So, we have a simple graph $G(V,E)$, $|V|=2n$ and $X\subset V$ is the only independent set with $n$ vertices. We have to prove there exists $v\in V\setminus X$ which is not a cut-vertex. By considering the connected components of $G,$ it's enough to prove the following claim. Claim. Let $ G(V,E)$ be a connected graph with an unique independent set $ X$ of $ m$ vertices, and $ m\le |V|/2$. Then there exists a vertex $ v\in V\setminus X$ which is not a cut-vertex. The idea is to use induction on the number of blocks in $G$. A block is a maximal 2-connected subgraph in $G$. Adjacent Blocks in a graph overlap in their cut-vertices (as in the figure, red points are the cut-vertices) Replace each block with a large white dot, and connect each cut-vertex to every block it belongs to. The result is a a tree - fig 2, which is called the block tree. We take a block leaf in this tree, and investigate the different possibilities. There is a bit casework, but it unravels logically. More details and explanation of the needed theory can be found in my blog.

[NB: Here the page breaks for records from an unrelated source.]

Issue #25, opened 2015-10-12
Refactor RIMS sensor layout


kyleoliveira:
After thinking about it a bit, we've come to the conclusion that the sensor layout in the RIMS configuration doesn't make much sense with respect to how we want to run our PID algorithm. Namely, the PID algorithm should be contained within the Thermostat and in order for it to work properly, it needs to know the temperature of the mash - not the temperature in the tube. Hence,

1) Fix the names of getters/setters within RIMS so that the TemperatureSensor that will track temperature in the tun is the one within the RIMS object's Thermostat.
2) Fix the names of getters/setters within RIMS so that the TemperatureSensor that will track temperature in the tube is the non-Thermostat sensor for the RIMS. Name it something like "safety sensor" or "check sensor" as it is intended to provide the RIMS with a warning for when the tube is reaching unacceptable heating limits.
3) Provide delegating getters/setters within RIMS for both sensors for ease of use in display functions and so forth.
4) Double-check that you've fixed up display methods, update methods, and constructors so that things are "wired" correctly.

azyth:
Been thinking about this, and it may be pretty simple, mainly thermostat will want a "safety sensor".  we can keep most things the same and just add a few getter/setter type things in thermostat.

and switching which sensor is set as the Therm temp sensor (needs to be mash sensor, not tube sensor)

kyleoliveira:
That seems reasonable to me. Go for it.

Issue #9, opened 2015-09-19
Implement doWork for Thermostat


kyleoliveira:
Depends on #7 and #8 ...

Once you have the TemperatureSensor and HeatingElement classes' doWork methods in place, you should be able to implement the PID functionality in Thermostat's doWork method.

kyleoliveira:
Probably want to finish #25 before you get going on this one...

Issue #8, opened 2015-09-19
Implement doWork for Relay and its subclasses


kyleoliveira:
This shouldn't be too hard... I'm not even sure there's anything to do other than have doWork return a sensible value. Since Relay and its subclasses are simply ON/OFF switches and the switching occurs in doUpdate, that's probably it.

Analyze, confirm, and implement as appropriate.

kyleoliveira:
Thought about this a little bit, and it is probably appropriate for doWork to do the actual switching on the pin based on what is set in the _state variable (as opposed to doing so in doUpdate upon receipt of an update). In other words, doWork should do something like:

```
  digitalWrite( someWayOfGettingTheSinglePin(), (getState() : HIGH ? LOW) );
```

Still very simple, but doing it in doWork should make for a nice separation of concerns / clean interface.

azyth:
@kyleoliveira So the part of this that gets tricky is with the modulation of the elements with the SSRs and switches.

in come cases we may need to control one element with two pins...pump also(later) one for on off and one for speed/heat level. if we have _pins as a list supplied to us via equipment. whichpins(). we still do not have a way to distinguish which pins are which. do we?

one way around this would be to just use two SSRs and they could be switched in parallel fro both sides of the phase.  but using a switch is usually cheaper but they cannot handle constant switching since they will wear out.

kyleoliveira:
So, there are probably a number of ways to deal with that issue, but the first that come to my mind are:
1) The pins are supplied in an ordered list, so we can simply require that the first pin supplied is the on/off and the second handles the speed
2) Explicitly break whichPins (and probably the pin storage mechanism) into separate variables.

The laziest/easiest is probably to stick with (1).

However, (2) might not be a bad idea... if we did that, we'd probably remove references to "pins" from the Equipment class and handle it in the next level up (Relay and TemperatureSensor). Each of those would need one pin for On/Off. Then the next level up from that (HeatingElement and Pump) wouldn't need anything new (beyond the initial refactoring of Equipment). Finally, when we add support for the next level up from that (variable speed pumps and variable heat elements), those classes would have a variable for the pin to use for handling variability.

Another reason why (2) is kind of a good idea is because of the question of how to handle pin settings for composite Equipment types (Thermostat and RIMS). Really those classes shouldn't care about pins - they're only around to represent a logical grouping of equipment, so including a list of pins is kind of silly (but required at the moment due to the interface defined by Equipment).

[...]

PR #29, opened 2015-10-19
Thermostat PID #25 #9

azyth:
All in one PR for both #25 and #9  and #8 .  

relay doWork() completed for basic on off functionality of single switch relay
sensor refactoring to account for RIMS and Still

doWork() once sensor structure in place.

### DIFF
--- a/firmware/rhizome.ino
+++ b/firmware/rhizome.ino
@@ -7,14 +7,15 @@
 #include "Ohmbrewer_Publisher.h"
 #include "Ohmbrewer_Thermostat.h"
 #include "Ohmbrewer_RIMS.h"
+#include "Ohmbrewer_Onewire.h"
 #include "onewire.h"
-// #include "Ohmbrewer_Publisher.h" // (*)
 
 // Kludge to allow us to use std::list - for now we have to undefine these macros.
 #undef min
 #undef max
 #undef swap
 #include <deque>
+#include <list>
 
 /* ========================================================================= */
 /*  Global Vars                                                              */
@@ -31,6 +32,9 @@ std::deque< Ohmbrewer::Equipment* > sprouts;
  * update it within the Sprout management functions.
  */
 int inUse[6] = {0,0,0,0,0,0};
+
+//initializer Pin list
+std::list<int> thermPins (1, 0);
 
 /**
  * The touchscreen object. Handles the display for the Rhizome.
@@ -51,7 +55,7 @@ unsigned long lastUpdate = millis();
  * Does any preliminary setup work before the Rhizome starts the operation loop.
  */
 void setup() {
-    // Serial.begin(9600); // Enable serial for debugging messages
+//    Serial.begin(9600); // Enable serial for debugging messages
     String fakeTask = "fake";
 
     ow_setPin(D0); //This should later be accomplished by equipment setup OR constructor
@@ -59,37 +63,34 @@ void setup() {
     // Add our initial Equipment. We wouldn't necessarily do this, but it's useful for now.
     // We'll also set some temperatures and relay values explicitly when we probably wouldn't.
 // EX 1: Temperature Sensors
-//    sprouts.push_back(new Ohmbrewer::TemperatureSensor( 1, new std::deque<int>(1,0) ));
+//    sprouts.push_back(new Ohmbrewer::TemperatureSensor( 1, new std::list<int>(1,0) ));
 //    ((Ohmbrewer::TemperatureSensor*)sprouts.back())->getTemp()->set(42);
 //
-//    sprouts.push_back(new Ohmbrewer::TemperatureSensor( 2, new std::list<int>(1,1) ));
+//    sprouts.push_back(new Ohmbrewer::TemperatureSensor( 2, new std::list<int>(1,0) ));
 //    ((Ohmbrewer::TemperatureSensor*)sprouts.back())->getTemp()->set(-20);
 
 // EX 2: A Thermostat
-//    sprouts.push_back(new Ohmbrewer::Thermostat( 1, new std::list<int>(1,0), 100 ));
+//    sprouts.push_back(new Ohmbrewer::Thermostat( 1, new std::list<int>(3,0), 100 ));
 //    ((Ohmbrewer::Thermostat*)sprouts.front())->getElement()->setState(true);
 
 // EX 3: Pumps & Heating Elements
 //    sprouts.push_back(new Ohmbrewer::Pump( 1, new std::list<int>(1,2), 0, true, fakeTask ));
 //    sprouts.push_back(new Ohmbrewer::Pump( 2, new std::list<int>(1,3) ));
-//    sprouts.push_back(new Ohmbrewer::HeatingElement( 1, new std::list<int>(1,4) ));
-//    sprouts.push_back(new Ohmbrewer::HeatingElement( 2, new std::list<int>(1,5), 0, true, fakeTask ));
+//    sprouts.push_back(new Ohmbrewer::HeatingElement( 3, new std::list<int>(1,4) ));
+//    sprouts.push_back(new Ohmbrewer::HeatingElement( 4, new std::list<int>(1,5), 0, true, fakeTask ));
 
 // EX 4: A RIMS w/ a Pump to the Kettle
-    //TODO change to array
-    // [ tube temp busPin ; tube heating powerPin ; tube heating controlPin ; mashtun temp busPin ; pump powerPin ; pump controlPin]
-
-    int tubePins[] = {0,1,2};
-    int tunPin = 3;
-    int pumpPins[] = {4,5};
-    //for(int i = 1; i < 5; i++) {rimsPins->push_back(i);}
-
-    sprouts.push_back(new Ohmbrewer::RIMS( 1, tubePins, tunPin, pumpPins ));
+    thermPins.push_back(2); //control pin (relay pin)
+    thermPins.push_back(3); //power pin (switch pin)
+    int pumpPin = 4;
+    int pumpPin2 = 5;
+    sprouts.push_back(new Ohmbrewer::RIMS( 1, &thermPins, pumpPin ));
+    sprouts.push_back(new Ohmbrewer::Pump( 8 , pumpPin2 )); //transfer pump
     ((Ohmbrewer::RIMS*)sprouts.front())->setState(true); // Turn everything on.
-    ((Ohmbrewer::RIMS*)sprouts.front())->getTube()->setTargetTemp(559);
+    ((Ohmbrewer::Thermostat*)sprouts.front())->setState(true); // Turn everything on.
+    ((Ohmbrewer::RIMS*)sprouts.front())->getTube()->setTargetTemp(62.7);
 
-    sprouts.push_back(new Ohmbrewer::Pump( 2, pumpPins[0], pumpPins[1] ));
-
+//TURN ON screen
     screen.initScreen();
 //    pMap[String("hey")] = String("listen!"); // (*)
 }
@@ -98,19 +99,23 @@ void setup() {
  * The meat of the program. Runs repeatedly until the Rhizome is powered off.
  */
 void loop() {
+    //probe ID finder command (switch this for the other below commands to enable)
+//    ((Ohmbrewer::Onewire*)(((Ohmbrewer::RIMS*)sprouts.front())->getTube()->getSensor()->getProbe()))
+//            ->displayProbeIds(&screen);
+
+
+
     if((millis() - lastUpdate) > 10000) {
         // Toggle the last relay every 10 seconds, for illustration.
-//        sprouts.back()->setState(sprouts.back()->isOff()); // The last HeatingElement
-//        ((Ohmbrewer::Thermostat*)sprouts.at(0))->getElement()
-//                                               ->setState(!((Ohmbrewer::Thermostat*)sprouts.at(0))->getElement()
-//                                                                                                  ->getState()); // The Thermostat's HeatingElement
         ((Ohmbrewer::RIMS*)sprouts.front())->getTube()
                                            ->getElement()
                                            ->toggleState();
-//        navi->publish(); // (*)
+
         lastUpdate = millis();
     }
-    ((Ohmbrewer::RIMS*)sprouts.front())->getTube()->getSensor()->doWork(); //Temp patch to make sensor read in TUBE
+    ((Ohmbrewer::RIMS*)sprouts.front())->getTube()->getSensor()->work(); //Temp patch to make sensor read in Tun temp
+
+    //refresh the display
     screen.refreshDisplay();
 }
 
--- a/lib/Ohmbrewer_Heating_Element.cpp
PR #30, opened 2015-10-23
Dynamically adds/removes Equipment

kyleoliveira:
@azyth Take a look at this stuff and let me know what you think. It's not quite ready to go yet (there's some cleanup to do) - I'm mostly looking for double-checking I'm passing the pins in in the right order and so forth.

I'm also kicking around the idea of pulling the deque management stuff into a class of its own as I'm not a fan of it all just sitting in the .ino.

Finally, you'll note that while the add/remove functions should work, doing it this way seems to make it so the update functions for the Equipment objects doesn't register. I've got a question about that out on the Particle Community boards... If we have to define Particle.function calls within setup(), I might have to add a router function.

### DIFF
--- a/firmware/rhizome.ino
+++ b/firmware/rhizome.ino
@@ -9,13 +9,15 @@
 #include "Ohmbrewer_RIMS.h"
 #include "Ohmbrewer_Onewire.h"
 #include "onewire.h"
+#include "Ohmbrewer_Sprouts.h"
+// #include "Ohmbrewer_Publisher.h" // (*)
 
 // Kludge to allow us to use std::list - for now we have to undefine these macros.
 #undef min
 #undef max
 #undef swap
 #include <deque>
-//#include <list>
+#include <list>
 
 /* ========================================================================= */
 /*  Global Vars                                                              */
@@ -27,19 +29,19 @@
  */
 std::deque< Ohmbrewer::Equipment* > sprouts;
 
-/**
- * This is simply a map of which pins are currently accounted for. We'll want to
- * update it within the Sprout management functions.
- */
-int inUse[6] = {0,0,0,0,0,0};
-
 //initializer Pin list
-std::list<int> thermPins (1, 0);
+//std::list<int> thermPins (1, 0);
 
 /**
  * The touchscreen object. Handles the display for the Rhizome.
  */
 Ohmbrewer::Screen screen = Ohmbrewer::Screen(D6, D7, A6, &sprouts);
+
+/**
+ * The managed list of sprouts
+ * @todo Refactor how we handle Sprouts/SproutList so that the deque is encapsulated and Screen takes the list object
+ */
+Ohmbrewer::Sprouts sproutList = Ohmbrewer::Sprouts(&sprouts, &screen);
 
 unsigned long lastUpdate = millis();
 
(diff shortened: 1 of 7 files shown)


azyth:
So an issue with this is that alot is the constructors have changed again. Otherwise seems like a good plan. Will look more in depth later

kyleoliveira:
Yeah, I had a feeling that might be the case from what you've told me about what you've been working on. Let's figure out sometime this weekend or early this week where we can actually nail that down so that we can move forward.

firmware/rhizome.ino
```diff
@@ -98,22 +101,316 @@ void setup() {
...
+    for (itr; itr != sprouts.end(); itr++) {
+        if (((*itr)->getID() == id) && (type.equalsIgnoreCase((*itr)->getType()))) {
+            delete params;
+            return -2;
+        }
+    }
+
+    // Now, depending on the type we need to parse differently. Then we add the Equipment.
+    if(type.equalsIgnoreCase(Ohmbrewer::Pump::TYPE_NAME)) {
+        String powerPin   = String(strtok(NULL, ","));
```
azyth: this section will probably need to be gone over in more detail once the PID branch is merged since most/all pumps will currently be only power pin.

firmware/rhizome.ino
```diff
@@ -98,22 +101,316 @@ void setup() {
...
+        }
+        if(arePinsInUse(&pinTest)) {
+            delete params;
+            return -3;
+        }
+
+        sprouts.push_back(new Ohmbrewer::HeatingElement( id, powerPin.toInt(), controlPin.toInt() ));
+
+    } else if(type.equalsIgnoreCase(Ohmbrewer::Thermostat::TYPE_NAME)) {
+        int pins[3] = {-1, -1, -1};
```
azyth: hard coded pins being passed?

firmware/rhizome.ino
kyleoliveira: Yup, that's why I put it up for code review :smile:

azyth:
Hold til PID is ready

azyth:
you should be able to complete this now that the refactoring is done.

kyleoliveira:
@azyth This is ready for review again.

Should be ready for merge. As I mentioned above, this breaks the update functions, but I'm planning to handle that in a separate PR/Issue.

azyth:
This looks alot better, I think your conflicts are probably coming from screen now that display is merged in. So just make sure to test the display after you merge. 

So after you fix the conflicts if it flashes ok it seems like this will be good to go.

lib/Ohmbrewer_Screen.cpp
```diff
@@ -189,7 +211,9 @@ unsigned long Ohmbrewer::Screen::displayRelays() {
             ((Ohmbrewer::Relay*)(*itr))->display(this);
         }
     }
-    printMargin(2);
+    if(foundFirst) {
+        printMargin(2);
```
azyth, line 215: does it really need the second one here?

lib/Ohmbrewer_Thermostat.cpp
```diff
@@ -323,7 +331,7 @@ int Ohmbrewer::Thermostat::doDisplay(Ohmbrewer::Screen *screen) {
     // Print the section title
     screen->print("== Thermostat #");
     screen->print(getID());
-    screen->println(" ==");
+    screen->print("  ==");
```
azyth, line 334: does this work? I had to switch this to println becasue a print margin didnt automatically make a new line.

azyth:
the sprout stuff looks good, my comments on the display stuff are mostly cosmetic if they look good then they are fine. 

I have added a section of code to pid branch to remove the bug that would occur if you actually pass -1 as a pin number. so if this merges we will just need to be careful until that merges also. unless you want to add that here as well. (the initRelay() breakout and  contains the guard at the bottom now)

lib/Ohmbrewer_Screen.cpp
kyleoliveira, line 215: Was just making it consistent with the other ones. They all do this and just looking at Relay::doDisplay vs, for example, TemperatureSensor::doDisplay they end the same way breaks-wise (a println at the end).

lib/Ohmbrewer_Thermostat.cpp
kyleoliveira, line 334: It works for me, though now that you mention it, that does seem strange. 
The Screen::printMargin method does call println, so I'm wondering if the "right" way to do that would be to do a println here and remove the printMargin on line 337.

kyleoliveira:
I think it would be better to handle the -1 stuff outside this PR since it's really more of a separate bug and, unlike the issue with initThermostats, it doesn't kill this functionality, persay.

I'll take a look at the stuff you commented on and merge if the display works.

lib/Ohmbrewer_Thermostat.cpp
kyleoliveira, line 334: Looks like we do the same thing with RIMS, and both appear to look right, so I'm gonna leave it as-is.

Issue #39, opened 2015-11-02
Refactor display


azyth:
refactor the display for all classes to consolidate and make better UI

azyth:
currently on branch "disp"

PR #40, opened 2015-11-02
Display refactoring 

azyth:
changes the display around.  We should have  meeting that talks about our goal for the UI for this. since we have just been going back and forth but never actually came up with and agreed on a plan. 
#39


azyth:
add dispOther() to screen , list other (non mode) relays by type 

refactor doDisplay() in RIMS, THerm? other MODE level constructs. 

handle switching display in screen if other disp functions are called (menu, sel, dispProbeIDS...etc)

PR #43, opened 2015-11-07
refactors tempprobe constructor inputs

### LINKED ISSUE #34: TemperatureSensor constructors should take a Probe object (not pins)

Nice problem! Sketch(hard to explain without pictures): Take the obvious graph theoretic interpretation, we have a graph $\mathcal{G}(V,E)$ with $|V|=2n$ and we know $S$ is the only independent set, and thus the maximal independent set in $\mathcal{G}$, we need to prove that $\exists \quad\nu \in \mathcal{G}/S$ s.t. it is a cut vertex, to do this we induct on the number of blocks in $\mathcal{G}$, base case is obvious, for the induction step, we get that if a vertex not belonging to $S$ is adjacent to a cut vertex then we're done, we consider the block tree of $\mathcal{G}$, and consider a leaf of this tree, next we note that we have two vertices which are connected so both can't be belonging to $S$, then we notice what happens on deleting one of them, then focusing on the maximal independent sets of remaining connected components, then we take several cases, each using induction hypothesis or constructing the vertex.